Work to be completed:
Retype, word for word, every line of the records below starting at the one that contains "## Background" and ending at the one that contains "are removed, along"; include both of those lines and nothing more.

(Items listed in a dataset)

PR #183, opened 2026-08-28
Remove the management namespace

### LINKED ISSUE #182: Remove the management namespace from the spec
## Background

We evaluated the spec for legal compliance on the manufacturer side. Manufacturers will not accept the amount of control the current spec gives servers over clients: the `management/*` namespace lets a paired server remotely read and modify a client's stored pairing records and pairing configuration.

## Decision

Simplify the spec by removing the entire `management/*` namespace.

- Clients store pairing records with a minimum capacity of 5; more is allowed.
- When a pairing completes at capacity, the client evicts an existing record so pairing never fails for lack of storage. Which record is evicted is implementation-defined (for example, least recently used), except a record backing a currently-open connection is never evicted.
- An evicted server recovers through the existing Sentinel fallback: on its next connection it learns its credential is gone and can offer its operator re-pairing.

## Consequences

- All `management/*` messages and `management/result` are removed, along with storage accounting, `record_mode`, and the `used` flag.
- Shared-PSK records are removed; every pairing record is bound to a `server_id` (the stored-pubkey model is the only model).
- Remote rotation of pairing secrets, remote enable/disable of pairing methods, the runtime `unpaired_access` toggle, and remote pairing-window opening become local, manufacturer-defined actions.
- The `'management'` activity disappears from `server/activate`, the connection priority ranking, and the `client/goodbye` reasons.
- `server/unpair` is unchanged, minus its shared-record carve-out.

## Follow-up (separate work)

Remove management support from the implementations (aiosendspin, sendspin-cpp) and the conformance suite once the spec change lands.

balloobbot:
Fixes #182.

Removes the entire `management/*` namespace and replaces it with a fixed pairing-record model.

## Changes

- `management.md` deleted: all `management/*` commands, `management/result`, storage accounting, `record_mode`, and the `used` flag are gone.
- `pairing.md`: new **Pairing Records** section. A record is the long-term PSK bound to a `server_id`; re-pairing replaces a server's own record. Clients MUST store at least 5 records. A pairing that completes at capacity MUST succeed by evicting an existing record; the choice is implementation-defined (for example, least recently used), except the record backing a currently-open connection MUST NOT be evicted. Evicted servers recover through the existing Sentinel fallback. Method enable/disable, secret rotation, the `unpaired_access` toggle, and pairing-window opening are local manufacturer-defined actions now.
- `messaging.md`: `activities` is now `('playback' | 'pairing')[]`; the long-term-PSK allowed sets are `[]`, `['playback']`, `['pairing']`. `server/unpair` loses its shared-record carve-out. The `management/` prefix and the management cases in the `unauthorized` and `concurrent_attempt` goodbye reasons are removed.
- `connection.md`: connection priority is now `'playback'` > `'pairing'`. The shared-PSK storage model is removed; every record stores `server_id` and gets the post-match check. `psk_id` uniqueness is enforced at generation time. Eviction is added to the Sentinel-fallback causes.
- `README.md` regenerated; `build-readme.py --check` passes.

## Follow-up

The implementations (aiosendspin, sendspin-cpp) and the conformance suite still carry management support and need matching removals once this lands.


pairing.md
```diff
@@ -10,14 +10,24 @@ This specification defines three pairing methods. Servers must implement all thr
...
+
+### Pairing Records
 
-Clients with a usable out-channel (display, speaker, etc.) SHOULD implement `dynamic_pairing_code` and prefer it to `static_pairing_code` - but SHOULD implement `static_pairing_code` too, shipped [disabled](management.md#server--client-managementset-pairing-config) with no pairing code provisioned. Clients whose display can render a QR code SHOULD also offer the `qr_code` [emission format](#dynamic-pairing-code-flow).
+Each successful pairing produces a pairing record: the new [long-term PSK](README.md#definitions) persisted together with the server's `server_id`. A repeat pairing with a server that already holds a record replaces that record.
+
+A client MUST be able to store at least 5 pairing records; more is allowed. When a pairing completes at capacity, the client MUST evict an existing record so that the new record persists - a pairing never fails for lack of record storage. Which record is evicted is implementation-defined (for example, the least recently used), except that the client MUST NOT evict the record backing a currently-open connection.
```
maximmaxim345: @kahrendt What do you think about the 5 pairing records limit for ESPHome?
I think one of the reasons for the shared pairing records approach was to minimize storage usage on constraint devices.
This will require clients to reserve at least 320 bytes for Sendspin.

connection.md
```diff
@@ -118,25 +115,18 @@ Sentinel psk_id = 0x185b15f6d2da4909bd1dc156a4ab206103abef0153bcd52d926170b95cf7
...
+The server verifies the second handshake message against the PSK its first message referenced. If that fails and the referenced PSK was not the Sentinel, it verifies the same message against the Sentinel PSK before treating the handshake as failed. A second message that validates under the Sentinel is an authenticated **credential-mismatch signal**: the handshake authenticates the client's static key, so the signal proves its holder could not use the referenced PSK. The signal alone MUST NOT cause either side to remove or replace a record; records change only as described in [Pairing Records](pairing.md#pairing-records).
```
maximmaxim345: `server/unpair` also change the records (that messages behavior is not mentioned in `pairing.md#pairing-records`)
Factory reset too.
And manufacturer also cant touch the records with this current wording.

messaging.md
```diff
@@ -414,15 +413,14 @@ Sent by the client before gracefully closing the connection. This allows the cli
...
   - `shutdown` - client is shutting down. When the device is powering off or otherwise not coming back and no more specific reason applies, clients SHOULD send this reason. Server should not auto-reconnect
   - `restart` - client is restarting and will reconnect. Server should auto-reconnect
   - `user_request` - user explicitly requested to disconnect from this server. Server should not auto-reconnect
-  - `unauthorized` - the client is no longer authorized for the connection: either the server declared an activity set the client is not authorized for (e.g., `'management'` on an [unpaired](README.md#definitions) session), or the client removed its own pairing record (see [`management/remove-record`](management.md#server--client-managementremove-record)) and can no longer authenticate. Server should not auto-reconnect with the same activity set
+  - `unauthorized` - the server declared an activity set or `active_roles` the client is not authorized for (see [`server/activate`](#server--client-serveractivate)). Server should not auto-reconnect with the same activity set
```
maximmaxim345, line 421: This dropped the "client removed its own pairing record" case, that is still possible though, just not via a management message.

pairing.md
```diff
@@ -10,14 +10,24 @@ This specification defines three pairing methods. Servers must implement all thr
...
 3. **Static Pairing Code** - pairing with a fixed [Pairing Code](README.md#definitions). Appropriate for devices with no out-channel; vulnerable to MITM if the pairing code is disclosed. See [Static Pairing Code Flow](#static-pairing-code-flow).
 
-- **Unpaired.** Sentinel PSK; the channel is unauthenticated until the CPace round completes. The round establishes trust from scratch and produces a new [long-term PSK](README.md#definitions).
+A code-based pairing starts from one of two states:
+
+- **Unpaired.** The handshake used the Sentinel PSK; the channel is unauthenticated until the [PAKE](#pake) round completes. The round establishes trust from scratch and produces a new [long-term PSK](README.md#definitions).
 - **Already paired.** The server moves the established connection into pairing (see [Entering and leaving pairing](#entering-and-leaving-pairing)) and runs the round over the existing long-term PSK.
```
maximmaxim345: Question: Should we still keep this already paired case?

pairing.md
```diff
@@ -10,14 +10,24 @@ This specification defines three pairing methods. Servers must implement all thr
...
+
+Clients with a usable out-channel (display, speaker, etc.) SHOULD implement `dynamic_pairing_code` and prefer it to `static_pairing_code`, which is intended for devices without one. Clients whose display can render a QR code SHOULD also offer the `qr_code` [emission format](#dynamic-pairing-code-flow).
+
+### Pairing Records
 
-Clients with a usable out-channel (display, speaker, etc.) SHOULD implement `dynamic_pairing_code` and prefer it to `static_pairing_code` - but SHOULD implement `static_pairing_code` too, shipped [disabled](management.md#server--client-managementset-pairing-config) with no pairing code provisioned. Clients whose display can render a QR code SHOULD also offer the `qr_code` [emission format](#dynamic-pairing-code-flow).
+Each successful pairing produces a pairing record: the new [long-term PSK](README.md#definitions) persisted together with the server's `server_id`. A repeat pairing with a server that already holds a record replaces that record.
```
```suggestion
Each successful pairing produces a pairing record: the new [long-term PSK](README.md#definitions) persisted together with the server's `server_id`. The client MUST persist the new record, replacing any record it already holds for the server.
```

pairing.md
maximmaxim345: Provisional connections can also be fully authenticated, was it ment to include those in the eviction too? If yes this should close the edge case:
```suggestion
A client MUST be able to store at least 5 pairing records; more is allowed. When a pairing completes at capacity, the client MUST evict an existing record so that the new record persists - a pairing never fails for lack of record storage. Which record is evicted is implementation-defined (for example, the least recently used), except that the client MUST NOT evict a record backing a currently-open connection, provisional or admitted; the client MUST cap its concurrently open paired connections below its record capacity (see [Multiple servers](connection.md#multiple-servers-server-initiated)) so an evictable record always exists.
```

pairing.md
```diff
@@ -35,7 +45,7 @@ A server MAY send such a cancelling `server/activate` at any point during a pair
 
 ### Unpaired Access
 
-A client MAY admit a server with no pairing record to activate roles or declare the `'playback'` activity. The session is [unpaired](README.md#definitions), so [management](management.md#management) operations remain unavailable. Whether a client admits unpaired access is governed by its `unpaired_access` setting: the default is the manufacturer's choice, the toggle is exposed at runtime via [`management/set-pairing-config`](management.md#server--client-managementset-pairing-config), and the current value is advertised in [`client/hello`](messaging.md#client--server-clienthello) as `unpaired_access.enabled`.
+A client MAY admit a server with no pairing record to activate roles or declare the `'playback'` activity. The session is [unpaired](README.md#definitions). Whether a client admits unpaired access is governed by its `unpaired_access` setting: the default is the manufacturer's choice, changing it is a local client action (manufacturer-defined), and the current value is advertised in [`client/hello`](messaging.md#client--server-clienthello) as `unpaired_access.enabled`.
```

Answer to this problem:
## Background

We evaluated the spec for legal compliance on the manufacturer side. Manufacturers will not accept the amount of control the current spec gives servers over clients: the `management/*` namespace lets a paired server remotely read and modify a client's stored pairing records and pairing configuration.

## Decision

Simplify the spec by removing the entire `management/*` namespace.

- Clients store pairing records with a minimum capacity of 5; more is allowed.
- When a pairing completes at capacity, the client evicts an existing record so pairing never fails for lack of storage. Which record is evicted is implementation-defined (for example, least recently used), except a record backing a currently-open connection is never evicted.
- An evicted server recovers through the existing Sentinel fallback: on its next connection it learns its credential is gone and can offer its operator re-pairing.

## Consequences

- All `management/*` messages and `management/result` are removed, along with storage accounting, `record_mode`, and the `used` flag.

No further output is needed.